Zacznijmy od banków centralnych, bo chociaż ani Europejski Bank Centralny, ani Bank Anglii nie zmieniły wysokości stóp procentowych (wynoszą one odpowiednio 1,5 proc. i 2,5 proc.), to cały świat spoglądał właśnie na europejskie podwórko, które po wtorkowej interwencji Szwajcarskiego Banku Narodowego, stało się jeszcze bardziej skomplikowanym i wielowątkowym rebusem dla uczestników rynków.

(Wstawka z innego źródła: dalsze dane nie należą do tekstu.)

PR #4561, opened 2026-06-09
MCR-6274: field level resolvers in otel

JasonLin0991:
## Summary
[MCR-6274](https://jiraent.cms.gov/browse/MCR-6274)

This updates our field level resolvers to also use `withResolverSpan` function to set spans for each resolver. In addition I added more data into the span attributes about the request in apollo_gql handler.

Added:
- `http.request_id`: APIGatewayProxyEvent request id
   - This will also be logged in `logResolverError` and `logResolverSuccess`
- `graphql.operation.name`: Extracted GraphQL operation from the request body
- `mcreview.auth_method`: Auth method of the request.
   - `OAuth 2.0` is the external API auth method
   - Cognito is our frontend app

With this we should be able to see what GQL operation the field resolver failed on in traces.

## QA guidance
- Unsure how to test this @mojotalantikite any ideas?

## PR Reminders

### DIFF
--- a/services/app-api/src/handlers/apollo_gql.ts
+++ b/services/app-api/src/handlers/apollo_gql.ts
@@ -138,6 +138,7 @@ function contextForRequestForFetcher(
                     'http.method': event.httpMethod,
                     'http.url': event.path,
                     'http.route': event.requestContext.resourcePath,
+                    'http.request_id': event.requestContext.requestId,
                 },
             },
             parentContext // Use the extracted context as the parent
@@ -164,6 +165,12 @@ function contextForRequestForFetcher(
                 }
 
                 if (fromThirdPartyAuthorizer) {
+                    const authMethod = 'OAuth 2.0'
+                    const operationName = extractOAuthOperationName(event)
+                    requestSpan.setAttributes({
+                        'graphql.operation.name': operationName ?? 'anonymous',
+                        'mcreview.auth_method': authMethod,
+                    })
                     const principalId =
                         event.requestContext.authorizer?.principalId
                     const authorizerContext = event.requestContext.authorizer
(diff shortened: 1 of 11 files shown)


vyakusha (commented):
"The new helper marks swallowed resolver failures as successful spans, so the new field-level tracing will hide the very errors this branch is trying to surface. In both zip-package resolvers, failures are intentionally logged and converted to [] via recordResolverError(...) (contractRevisionResolver.ts (line 83), rateRevisionResolver.ts (line 65)). But withResolverSpan() always sets SpanStatusCode.OK on any non-throwing return (attributeHelper.ts (line 98)). Result: these traces will contain an exception event but still look healthy in span-status-based dashboards and alerts." This brings a question for @mojotalantikite : Is there a reasonable way to test the ground truth in DataDog?

mojotalantikite:
> "The new helper marks swallowed resolver failures as successful spans, so the new field-level tracing will hide the very errors this branch is trying to surface. In both zip-package resolvers, failures are intentionally logged and converted to [] via recordResolverError(...) (contractRevisionResolver.ts (line 83), rateRevisionResolver.ts (line 65)). But withResolverSpan() always sets SpanStatusCode.OK on any non-throwing return (attributeHelper.ts (line 98)). Result: these traces will contain an exception event but still look healthy in span-status-based dashboards and alerts." This brings a question for @mojotalantikite : Is there a reasonable way to test the ground truth in DataDog?

Ok this is a good catch, thanks! It turns out that if you set `OK` on `success` paths in OTEL it can swallow the error set in the resolver. Also, we need to set `code: ERROR` in `recordResolverError`  (not just `recordException`) so the non-fatal/swallowed path actually flags the span. This is a consequence of sometimes `throw`-ing and sometimes `return`-ing for errors in our code. I've made a couple changes for that and pushed it up here.

mojotalantikite (approved):
LGTM

PR #4569, opened 2026-06-11
Add OTEL to impersonated user paths

mojotalantikite:
## Summary

Adds OTEL and monitors to API paths that are acting on behalf of other users. 

#### Related issues

https://jiraent.cms.gov/browse/MCR-6269


JasonLin0991 (approved):
I'll approve, but I think copilot had some good comments in here too.

PR #4582, opened 2026-06-15
MCR-6306 Add filtering to state dashboard

vyakusha:
## Summary
The following filter components are added to the dashboard
Submission type
Programs
Note: we have not filtered on Programs previously
Status
The default filtering should be set to not filtered
Each of the filters will function as a dropdown menu, using the existing functionality that is already in place for the CMS user dashboard filtering
The submissions which are displayed will be updated based upon the filter options which are selected
The user can change the filtering options and the submissions which are displayed will be updated
When a filter is applied, there will be an "X" in the right hand section of the filtering dropdown which will clear all filters 
when selected
The "Contract type" filter should remain behind the EQRO feature flag 

#### Related issues
[MCR-6306](https://jiraent.cms.gov/browse/MCR-6306)

#### Screenshots
Screenshot 2026-06-16 at 11 06 40 AM

Screenshot 2026-06-16 at 11 06 16 AM

Note: State user filter include "Draft" as one of the Status options, and CMS user does not have "Draft" in the Status dropdown.

#### Test cases covered
ContractTable.test.tsx 
'can filter table by programs for state users'
StateDashboard.test.tsx 
'displays state dashboard filters with contract type and status when eqro submissions are enabled'
'displays only status filter on state dashboard when eqro submissions are disabled'

## QA guidance
Log in as the state user and observe filters behavior.

## PR Reminders

### DIFF
--- a/services/app-web/src/components/ContractTable/ContractTable.tsx
+++ b/services/app-web/src/components/ContractTable/ContractTable.tsx
@@ -41,6 +41,7 @@ import {
     featureFlags,
     stateNameToStateCode,
 } from '@mc-review/common-code'
+import { getAvailableContractPrograms } from '../../formHelpers'
 import { formatCalendarDate } from '@mc-review/dates'
 import { RowCellElement } from '..'
 import { useLDClient } from 'launchdarkly-react-client-sdk'
@@ -381,9 +382,9 @@ export const ContractTable = ({
 
     const [tableCaption, setTableCaption] = useState<React.ReactNode | null>()
 
-    const isNotStateUser = user.__typename !== 'StateUser'
-    const isStateUser = !isNotStateUser
-    const statusFilterOptions = isStateUser
+    const isStateUser = user.__typename === 'StateUser'
+    const isNotStateUser = !isStateUser
+    const statusFilterOptions = !isNotStateUser
         ? stateSubmissionStatusOptions
         : submissionStatusOptions
     const tableColumns = React.useMemo(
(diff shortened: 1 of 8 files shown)


services/app-web/src/components/ContractTable/ContractTable.tsx
```diff
@@ -656,95 +695,162 @@ export const ContractTable = ({
...
+                                    <MultiColumnGrid columns={2}>
+                                        <FilterSelect
+                                            value={getSelectedFiltersFromUrl(
+                                                columnFilters,
+                                                'status'
+                                            )}
+                                            name="status"
+                                            label="Status"
+                                            filterOptions={
+                                                submissionStatusOptions
```
pearl-truss: For state users, I think they should be able to filter for draft submissions as well - that's one difference between CMS vs state users. Only state users can see draft submissions 

Image

pearl-truss (commented):
Nice work! I just left one comment

services/app-web/src/components/ContractTable/ContractTable.tsx
vyakusha: Good catch. Thanks. I added "Draft" to the state user Status filter.

services/app-web/src/components/ContractTable/ContractTable.tsx
```diff
@@ -538,6 +564,30 @@ export const ContractTable = ({
...
+    )
+        .sort()
+        .map((contractType) => ({
+            value: contractType,
+            label:
+                contractTypeOptions.find((opt) => opt.value === contractType)
+                    ?.label ?? contractType,
+        }))
+
+    const programFilterOptions = Array.from(
```
JasonLin0991: **Nit**: Maybe we can ask Anna, but I would suggest we show all the programs available to the state for filtering even if some are not currently on any submission. Because status display all status not only ones currently exists in the submissions we should align the same behavior for programs.

services/app-web/src/components/ContractTable/ContractTable.tsx
```diff
@@ -538,6 +564,30 @@ export const ContractTable = ({
             label: state,
         }))
 
+    const contractTypeFilterOptions = Array.from(
```
JasonLin0991: **Nit**: I think this is doing the same as programs filter options? If so, we should also show both contract types at all times.

JasonLin0991 (approved):
LGTM, left a couple of nit picks

services/app-web/src/components/ContractTable/ContractTable.tsx
vyakusha: Let't talk to Anna. State filter dropdown on the CMS user dashboard is also displaying only those options which are present in the submissions table.

pearl-truss:
That's correct for the CMS dashboard - they don't see draft submissions

services/app-web/src/components/ContractTable/ContractTable.tsx
vyakusha: Added logic to the Programs dropdown to populate it with all available program names.
Reverted Contract type dropdown population to use the same logic as CMS user does.

Screenshot 2026-06-18 at 3 48 43 PM

PR #4599, opened 2026-06-23
Admin can delete q&a response

JasonLin0991:
## Summary

This work allows admin to delete contract question responses.

Notes:
- The DB work was already there, this just built the API and UI.
   - Deleting a response adds a`DELETE` action to its action log and attached documents get a `CASCADE_DELETE`
- This is a soft delete, so the responses will still be retained in the DB.
- Deleting a response will be captured in the submission history and the lastActionDate in the database.

#### Screenshots
Screenshot 2026-06-23 at 5 58 20 PM

Screenshot 2026-06-23 at 5 58 31 PM

Screenshot 2026-06-23 at 5 58 57 PM

## PR Reminders


vyakusha (approved):
Tested UI for deleting questions and responses together, single responses and single questions. All actions are resulting in correct views for State, CMS, and Admin users. They are also correctly reflected in fetchSubmissionHistory output, and in db records. LGTM

PR #4600, opened 2026-06-24
MCR-6415: Set last updated at date in db

JasonLin0991:
## Summary
[MCR-6415](https://jiraent.cms.gov/browse/MCR-6415) - Implementation ticket
[MCR-6213](https://jiraent.cms.gov/browse/MCR-6213) - discovery ticket

This work adds a stable DB stored lastActionDate that will be used for the `lastUpdatedForDisplay` field in GraphQL and for filtering in `indexContracts`. The legacy code calculates this date somewhat correctly for `indexContracts` but not fore `lastUpdatedForDisplay`. The issue here is that this is a heavy computed field because it requires querying many related tables for actions that materially update a submission data. For example rate changes and Q&A actions.

Instead of computing this on read, we should just store this into contract and rate tables at contract and rate action writes into the database that create the materially significant change to data. Then we can rely on this date on DB reads and removing the additional queries and computation.

In addition to this work I also added a resolver to get submission history based on these lastActionDate writes. This history is a more complete history than what can be computed using `packageSubmission` like we do for change history. This submission history can also be used to validate the lastAction dates as the latest history should be the `lastActionDate` in the database. This also centralizes the logic to compute the complete history log so if we need to get this data in many places we use the same logic to prevent drifts.

The lastActionDate writes are not feature flagged, so actions will be written at all times. The response is feature flagged so it it will use legacy code to calculate dates on flag off and from the DB with flag on.

- Added lastActionDate column to contract and rate tables
   - The idea is any action that materially changes the contract or rate data should write that action date into the DB. This allows quick access from the DB rather then the heavy prisma queries for data to calculate on on read.
   - Date is set when contract or rate is:
      - submitted
      - review determination
      - unlocked
      - resubmitted
      - overrides
         - Contracts lastActionDate s updated on related rates override actions.
      - Q&A
         - Contracts get lastActionDate writes on both contract and rate Q&A
         - Rate Q&A is not expected to be used, but included just incase
      - approved
      - withdrawn
      - undo withdraw
   - I placed most lastActionDate writes at the lowest level prisma transaction functions, like `submitContractAndOrRate`. This is so when store functions like `withdrawRate`, which uses a collection of transaction functions, can capture lastActionDates reliability without too many one time writes specific for this action.
      - For example, in withdrawRate related contracts are unlocked and resubmitted instead of figuring our where to insert a lastActionDate write in withdrawRate, we rely on the use of `submitContractAndOrRate` in this action to do that.

- Submission history resolver, `fetchSubmissionsHistory`
   - In addition to writing the lastActionDate, I also added functions to build submission history based on the actions that writes to `lastActionDate`.
   - The idea here is that those writes represent dates for each action  that materially change the data and we should base the history on those since it would be also the most relevant.
   - There are instances of duplicate actions that can be labelled as different events, so these have to be handled based on which history is viewed.
      - For example, linking and delinking rates on a contract. 
         - This is a material change to a submission, but the way linking and delinking works, it can only be done on an unlocked contract and recorded as an action once submitted/resubmitted. 
         - At this point this is captured in the contract history as a submit action, but when we combine history the rate side will have this event, so we have to ignore these to prevent dual entries. 
         - When we think about combining the rate history with the contract, we only need to record things not captured in the shared unlock and resubmit logs for contracts and rates. So only actions like rate overrides and rate Q&A are merged in.
         - Rate withdraw actually requires unlock and resubmit of related contracts so those are already captured.

- Other work:
   - Fixed a number of existing flaky tests.
#### Related issues

- Follow up work:
   - Add undo unlock to the history and writing to lastActionDate
      - This is needed so Mulesoft syncs pick up these events.
   - Once this this merged a lambda for migrating existing records to populate the `latestActionDate` will need to be created and ran before we can turn this flag on in lower environments.
      - The logic for submission history can be reused in this lambda to find the `latestActionDate` for any given contract or rate.
      - Likely have to plan out a full sync with Mulesoft team to capture dates as they will change. The legacy code should be roughly the same, but it does not account for override or undo unlock actions.

## QA guidance
NOTE: Turing on the feature flag in DEV for this review may cause issues in dev when rendering last updated date so keep that in mind.
- Unit tests cover a lot of this work, but you can validate some of this work in the app via the fetchSubmissionHistory api.
   - Make a complex submission with actions and makes sure they are captured in the history.
   - The last Updated date in the dashboard matches the latest submission history entry

## PR Reminders


services/app-api/src/postgres/contractAndRates/approveContract.ts
```diff
@@ -52,14 +52,13 @@ async function approveContractInsideTransaction(
         },
     })
 
+    // Update lastActionDate for approval
     await tx.contractTable.update({
         where: {
             id: contractID,
         },
         data: {
-            reviewStatusActions: {
```
pearl-truss, line 60: Why is this being deleted here?

services/app-api/src/postgres/contractAndRates/withdrawRate.ts
```diff
@@ -293,6 +296,24 @@ const withdrawRateInsideTransaction = async (
...
+
+            // Withdrawing a rate can resubmit the affected health plan
+            // contract. Run the same review determination as normal submit so
+            // the contract action history and lastActionDate reflect the final
+            // visible action. Skip the withdrawn-contract edge case because the
+            // review helper intentionally rejects currently withdrawn review
+            // status.
+            if (['SUBMITTED', 'RESUBMITTED'].includes(consolidatedStatus)) {
+                const reviewDetermination =
+                    await healthPlanContractReviewDeterminationAction(
```
pearl-truss, line 308: In submitContract this is behind the chip automation flag

services/app-api/src/postgres/contractAndRates/undoWithdrawRate.ts
```diff
@@ -198,9 +201,33 @@ const undoWithdrawRateInsideTransaction = async (
...
+        // Undoing a rate withdraw can resubmit every submitted contract that
+        // previously contained the rate. Run the same health plan review
+        // determination as normal submit so each contract's action history and
+        // lastActionDate reflect the final visible action. Linked contracts
+        // that are still withdrawn keep their withdrawn status, so skip the
+        // review helper for that edge case.
+        if (
+            ['SUBMITTED', 'RESUBMITTED'].includes(contract.consolidatedStatus)
+        ) {
+            const reviewDetermination =
```
pearl-truss, line 214: Same comment as on withdrawRate

services/app-api/src/postgres/contractAndRates/reassignParentContract.ts
```diff
@@ -189,6 +191,41 @@ const reassignParentContractInTransaction = async (
...
+    // action history and lastActionDate match a normal contract submit.
+    // Reparenting only applies to rates, so EQRO submissions cannot be the new
+    // parent.
+    if (
+        ['SUBMITTED', 'RESUBMITTED'].includes(
+            resubmittedContract.consolidatedStatus
+        )
+    ) {
+        const reviewDetermination =
+            await healthPlanContractReviewDeterminationAction(
```
pearl-truss, line 219: Same comment as on withdrawRate

services/app-api/src/postgres/prismaClient.ts
```diff
@@ -20,7 +20,13 @@ const errorMessages = {
  * @returns Extended PrismaClient instance with custom query behaviors
  */
 function extendedPrismaClient(optionArgs: { adapter: PrismaPg }) {
-    return new PrismaClient(optionArgs).$extends({
+    return new PrismaClient({
+        ...optionArgs,
+        // Set default timeout for all transactions.
+        transactionOptions: {
+            timeout: 10000,
```
pearl-truss, line 27: This is double Prisma's [default](https://www.prisma.io/docs/orm/prisma-client/queries/transactions#interactive-transactions) max timeout. Were you having issues that made this necessary? I'm wondering if we can scope this down and apply to every transaction

services/app-api/src/postgres/contractAndRates/approveContract.ts
JasonLin0991: Lines 45-53 creates the approve action and makes the relationship connection with the contract table, the code I deleted was a redundant connection from the contract side. So I repurposed it to write the lastActionDate from the result on line 45.

services/app-api/src/postgres/contractAndRates/withdrawRate.ts
JasonLin0991: True, but I think the flag is on in prod. We can implement the flag here, but I thought it might not make sense unless we foresee turning the flag off.

services/app-api/src/postgres/prismaClient.ts
JasonLin0991: Yea, now that we are making extra writes in every transaction I ran into some prisma transactions timeouts in unit tests that were slightly over the 5000ms timeout. So this was more a fix for that, but it don' think it would hurt deployed API.

pearl-truss (approved):
Thanks for responses to my earlier comments

vyakusha (commented):
I tested this branch locally, creating, updating and re-submitting updated records in multiple configurations. No visible problems detected. fetchSubmissionHistory results are consistent with the data entered by user.

PR #4601, opened 2026-06-25
Add usePageLoadSpan hook for dashboard telemetry

mojotalantikite:
## Summary

Measures page load time from mount until primary data is ready for the dashboard tables, emitting a span tagged with route and result count for per-page charting and alerting in Datadog.

This was in an old ticket in an old epic that Pearl pointed out and I figured it was worth adding to our Datadog setup.

#### Related issues
https://jiraent.cms.gov/browse/MCR-2670

### DIFF
--- a/services/app-web/src/pages/CMSDashboard/SubmissionsDashboard/SubmissionsDashboard.tsx
+++ b/services/app-web/src/pages/CMSDashboard/SubmissionsDashboard/SubmissionsDashboard.tsx
@@ -7,6 +7,7 @@ import { mostRecentDate } from '@mc-review/dates'
 import styles from '../../StateDashboard/StateDashboard.module.scss'
 import localStyles from './SubmissionsDashboard.module.scss'
 import { recordJSException } from '@mc-review/otel'
+import { usePageLoadSpan } from '../../../hooks'
 import {
     Loading,
     ContractTable,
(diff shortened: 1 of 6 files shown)


services/app-web/src/pages/CMSDashboard/SubmissionsDashboard/SubmissionsDashboard.tsx
```diff
@@ -22,6 +23,17 @@ const SubmissionsDashboard = (): React.ReactElement => {
         pollInterval: 120000,
     })
 
+    // Measure dashboard load time (mount -> data ready) for the Submissions tab.
+    usePageLoadSpan({
```
JasonLin0991, line 27: **Issue**: This one may be tricky as CMS and States use this component and the same route so we likely need a more reliable way to identify which dashboard this trace is for.

JasonLin0991 (approved):
Looks good.

Only 1 issue but I don't think it is a blocker.

services/app-web/src/pages/CMSDashboard/SubmissionsDashboard/SubmissionsDashboard.tsx
JasonLin0991: **Suggestion**: Passing a prop would be the easiest way.

mojotalantikite: yeah good call -- I added a way to pass a `page.name` attribute to the span, so we can differentiate.

PR #1833, opened 2025-09-15
Jute net to be made with Flax

### LINKED ISSUE #1815: [🪶]:

- [x] No, it was not.

### Version modpack used

0.10.12

### Related problem

Flax in general appears to be interchangeable with jute for most recipes, but you need specifically jute to make the jute net for a fishing net, which seems like an oversight

### Your solution

Allow the fishing net to be crafted with a new flax net item, crafted in the same way as a jute net, but with flax

### Additional information

_No response_

Nashy1232:
## What is the new behavior?
Add Flax as a valid option for the Jute Net

## Implementation Details
Replace input `tfc:jute_net` for `#tfg:burlap_fiber`

## Outcome
fix #1815

### DIFF
--- a/kubejs/server_scripts/tfc/recipes.js
+++ b/kubejs/server_scripts/tfc/recipes.js
@@ -334,4 +334,9 @@ const registerTFCRecipes = (event) => {
     // jute net -> burlap net
     event.replaceInput({ id: 'tfc:crafting/jute_net'}, 'tfc:jute_fiber', '#tfg:burlap_fiber')
 
+    // horse armor to use burlap
+    global.TFC_EQUIPMENT_METALS.forEach(material => {
+        event.replaceInput({ id: `tfc:crafting/${material}_horse_armor`}, `tfc:jute_fiber`, `#tfg:burlap_fiber`)
+    })
+
 }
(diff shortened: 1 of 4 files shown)


Nashy1232:
whooopsie, I staged the wrong file, this has been corrected.

Pyritie:
yeah, recipe ID is better where possible (or just make a second recipe altogether)

btw I think I just remembered that there's another recipe that uses jute by itself - the firmaciv rope coil. Would you be able to add a recipe for that too?

Nashy1232:
I extended the scope of this merge, so i'll add some details

## What is the new behavior?
Add Flax as a valid option for the Jute Net
Add Flax as a valid option for metal horse armor



## Implementation Details
Replace input `tfc:jute_fiber` for `#tfg:burlap_fiber`

Added new global containing the metals used to make equipment
Updated existing `kubejs/server_scripts/tfc_grooming_station/recipes.js` to use this global

## Outcome
fix #1815 
fix allowing horse armor to be created using either jute or flax

Pyritie (approved):

TomPlop (approved):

Po pierwsze, w dół zostały zweryfikowany przez EBC wzrost PKB strefy euro na 2011 i 2012 r., a dynamikę rozwoju w II kw. 2011 r. uznano za spowalniającą. W pewnym stopniu potwierdzeniem takiego stanowiska był poranny odczyt danych z Niemiec, gdzie eksport napędzający inne gospodarki regionu spadł o blisko 2 proc. m/m oraz obniżenie prognoz PKB dla najbardziej rozwiniętych państw świata. Na PKB Grecji inwestorzy woleliby zapewne przymnkąć oko (-7,4 proc. r/r, po spadku o ponad 8 proc. r/r w dwóch poprzednich kwartałach)i jak najszybciej przystąpić do restrukturyzacji obligacji, którą rynek wycenia już na bardziej niż pewną - rentowność rocznych bonów skarbowych osiągnęła dziś astronomiczny poziom 94 proc., a notowania kontraktów CDS ubezpieczającą przed brakiem zwrotu kapitału ulokowanego w pięcioletnie papiery przekroczyły po raz pierwszy w historii 3000 pkt. Agencje informacyjne donosiły jednak, że w związku ze szczególnymi turbulencjami na rynkach władze Unii Europejskiej zamierzają wstrzymać się z operacją przenoszenia strat na posiadaczy obligacji Grecji.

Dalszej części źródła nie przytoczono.